Между Эйнриде и Хемингом был уговор: они вдвоем отнесут Одни в курган на носилках, сделанных ими только для нее. Но теперь Эйнриде не может нести носилки. Одни лежит на земле, мужчины и женщины молча стоят вокруг. Губы у Хеминга сжаты, лицо сурово и неприступно, даже Хальвдан не осмеливается подойти к нему. Поэтому происходит заминка. Хеминг оборачивается к Гюрд и просит ее позвать старого Бьернара. Тот приходит из загона для лошадей, он попытался там скрыться. Они с Одни всегда были друзьями. Она подсовывала ему лишний кусок, если он у нее случался. Бьернар, когда мог, помогал ей с тяжелой работой. Поэтому Хеминг и хочет, чтобы носилки в курган отнес Бьернар. Бьернар подчиняется, он поднимает носилки и, прижав их к себе, несет к кургану. У входа он останавливается, там внутри виден корабль с обрубленной верхушкой мачты. Бьернар вытирает босые ноги о брошенные у входа еловые лапы. Входит внутрь. Оставляет там носилки и возвращается.
Тогда Хеминг склоняется над мертвой Одни и поднимает ее. Входит в курган с нею на руках и кладет ее на носилки, которые делались специально для нее и в ее присутствии — она сидела рядом и следила, чтобы все было по ее вкусу. Какое-то время он остается с ней наедине, заставляя всех ждать. Потом выходит и забирает ее платье. Опять идет в курган и при слабом свете, проникающем внутрь через входное отверстие, одевает ее — в последний раз его руки касаются ее одежды и ее тела. Потом он поднимает Одни с носилок и кладет на ложе, украшенное искусной резьбой. И стоит рядом, склонив голову.
Всхлипывает, уходит, снова возвращается и еще некоторое время стоит рядом с нею. И наконец покидает ее.
Люди возле кургана нетерпеливы, они уже начали забивать коней.
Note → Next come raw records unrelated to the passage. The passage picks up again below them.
PR #578, opened 2020-07-02
LTP: fix random failure in recvmsg01 test case

shaikshavali1:
socket file descriptors (“sfd” & “ufd”), used in server
thread is closed before exiting from server thread.
Also some clean-up of unused code is performed.

### DIFF
--- a/tests/ltp/patches/fix_recvmsg_recvmsg01.patch
+++ b/tests/ltp/patches/fix_recvmsg_recvmsg01.patch
@@ -15,7 +15,7 @@ EFAULT error behaviour is commented/disabled until github
 issue169 is fixed.
 
 diff --git a/testcases/kernel/syscalls/recvmsg/recvmsg01.c b/testcases/kernel/syscalls/recvmsg/recvmsg01.c
-index 13bcaa4e0..b5ea895f4 100644
+index 13bcaa4e0..9947f996d 100644
 --- a/testcases/kernel/syscalls/recvmsg/recvmsg01.c
 +++ b/testcases/kernel/syscalls/recvmsg/recvmsg01.c
 @@ -54,9 +54,11 @@
@@ -30,7 +30,7 @@ index 13bcaa4e0..b5ea895f4 100644
  
  char *TCID = "recvmsg01";
  int testno;
-@@ -83,7 +85,7 @@ void cleanup(void);
+@@ -83,10 +85,10 @@ void cleanup(void);
  void cleanup0(void);
  void cleanup1(void);
  void cleanup2(void);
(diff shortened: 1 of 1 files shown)


tests/ltp/patches/fix_recvmsg_recvmsg01.patch
```diff
@@ -15,7 +15,7 @@ EFAULT error behaviour is commented/disabled until github
 issue169 is fixed.
```
ashokchandran, line 16: In the original test case, the main process creates a child process
to write/read to/from sockets infinitely. SGX-LKL supports a single
process environment. The test case is modified to use a child

One of the subtest cases is designed to test the generation of EFAULT by accessing invalid address values. Currently, SGX behavior is to call enclave abort, if the address is not within the enclave address range. Because of this test program is causing enclave abort and exiting with non-zero exit code. 

is raised to fix this behavior. The subtest cases which test
EFAULT error behavior is commented/disabled until GitHub
issue169 is fixed.

tests/ltp/patches/fix_recvmsg_recvmsg01.patch
```diff
@@ -69,27 +73,39 @@ index 13bcaa4e0..b5ea895f4 100644
...
++pthread_t tid = NULL;
  char tmpsunpath[1024];
  
  void setup(void)
-@@ -268,8 +272,9 @@ void setup(void)
+@@ -263,13 +266,19 @@ void setup(void)
+ 
+ 	signal(SIGPIPE, SIG_IGN);
+ 
+-	pid = start_server(&sin1, &sun1);
```
ashokchandran, line 89: please check if sin1 and sun1 are global so is it needed to be passed in as params

tests/ltp/patches/fix_recvmsg_recvmsg01.patch
shaikshavali1: @ashokchandran, description is not modified/changed in this patch.

tests/ltp/patches/fix_recvmsg_recvmsg01.patch
shaikshavali1: @ashokchandran, it will avoid usage of & in start_server function. I feel there is no issue if we pass address of these global variable. Please let me know your input.

tests/ltp/patches/fix_recvmsg_recvmsg01.patch
shaikshavali1: done

tests/ltp/patches/fix_recvmsg_recvmsg01.patch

Режут и быков, от запаха крови животные пугаются и протяжно мычат. Один из коней вскидывается на дыбы и громко ржет, его тут же ловят. И забивают.
Туши вносят в курган.
Хеминг уходит прочь.
Спускается ночь, в Усеберге начинается праздник.
Первая ночь после похорон. В Усеберге начинается праздник. Еще в сумерках несколько рабов забросали отверстие кургана землей.